SA source-oriented models have been applied for many air pollutants such as PM10 (e.g. Cheng et al. 2013—with tagged species method; Guttikunda et al. 2019—with brute force method), O3 (e.g. Coelho et al. 2017—with tagged species method; Wang et al. 2020b—with brute force method), NO2, and/or NOx (e.g. Rafee et al. 2017—with brute force method; Parvez and Wagstrom 2019—with tagged species method), among others. However, most of the studies focus on PM2.5, such as Jat and Gurjar (2021) that, using the brute force method, quantified the contribution of emissions from major source sectors and source regions of Indo-Gangetic Plain to local and regional PM2.5 pollution during winter; and Qiao et al. (2021) that quantified the contributions from different sectors and regions to PM2.5 in the Sichuan Basin, using the tagged species method.
Case studies locations
The location of case studies included in the papers was also evaluated (Fig. 4). In order to simplify this analysis, the case study locations, which range from one to several cities in more than one country, have been grouped by country. Some papers used multiple case studies, located in different countries, so the total number of case studies may be greater than the total number of studies. Figure 4 shows that most of the case studies (65; ~ 42%) are located in China. Following, 22 (~ 14%) case studies are located in the USA, 8 (~ 5%) in Italy and 6 (~ 4%) in Portugal. When analysing the location of each case study by SA source-oriented model, no relationship was found between the use of a specific method and the location of the case study.
According to WHO (2016), China, here identified as the most used case study location, is considered the region of the world with more air pollution-related premature deaths. China is also located in the world region where the highest levels of air pollution are recorded. Despite these relationships, there is no clear relationship between the case studies locations of the analysed papers and the places with poorer air quality and, consequently, more associated premature deaths.
Case studies’ periods
Figure 5 presents the summary of case studies’ periods, used in the SA source-oriented model studies analysed.

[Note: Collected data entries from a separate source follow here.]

PR #10114, opened 2023-07-18
fix: mf-4561 click on shadowdom cause ui jumping

UncleBill:
https://mask.atlassian.net/browse/MF-4561

### DIFF
--- a/packages/flags/src/flags/index.ts
+++ b/packages/flags/src/flags/index.ts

To simplify this analysis, the periods were clustered in three different types, namely, (i) all year, that includes only studies that used the entire year; (ii) months(s), that includes studies with one or more analysed months, or an entire season, but never an entire year; and (iii) day(s), including studies that analysed short periods and/or pollution episodes (always less than a month) or used representative days to characterize a specific period. Some studies analysed multiple periods (but always from the same type of period clustering), so the total number of the periods may be greater than the total number of studies. The case studies’ periods belong to years from 1970 to 2020. One of the studies (Guttikunda et al. 2019) also analysed future years, until 2030, where emission projections were considered, but without taking into account the variations in meteorology caused by climate change.
Figure 5 shows that most of case studies’ periods (71, ~ 49%) are less than a year, ranging from one to several months or an entire season, of which 44 used tagged species methods (e.g. Du et al. 2020; Shen et al. 2020; Bai et al. 2021), 20 used brute force methods (e.g. Wang et al. 2014b; Dolwick et al. 2015; East et al. 2021), and 7 used other methods (e.g. Dunker et al. 2017; Langner et al. 2020). Following, 53 (~ 37%) case studies’ periods have focused on one or more entire years, with 31 of these being analysed with tagged species methods (e.g. Lang et al. 2017; Lonati et al. 2020; Jiang et al. 2021), 15 with brute force methods (e.g. Cho et al. 2012; Wang et al. 2018; Zhou et al. 2021), and 7 with other methods (e.g. Liu et al. 2018; Wang et al. 2020a). Finally, only 21 (~ 14%) case studies have periods with several days (Martins et al. 2015—with tagged species method; Baker et al. 2016—with brute force method; Liu et al. 2017—with other method).
Discussion
From the 119 papers fully analysed in this review, tagged species methods are the most used SA technique. Although tagged species method has been applied for several purposes, the most common is the assessment of the causes of air pollution levels. According to its formulation, tagged species methods can be an asset in quantifying transboundary transport and the contribution of different areas within a country/region. Brute force methods, less applied in the 119 analysed papers, are also mostly used in the assessment of the causes of air pollution levels. Contrary to the tagged species method, the added value of brute force method is the capability to evaluate the impact of abatement measures, which is one of the keys to support the design of air quality plans.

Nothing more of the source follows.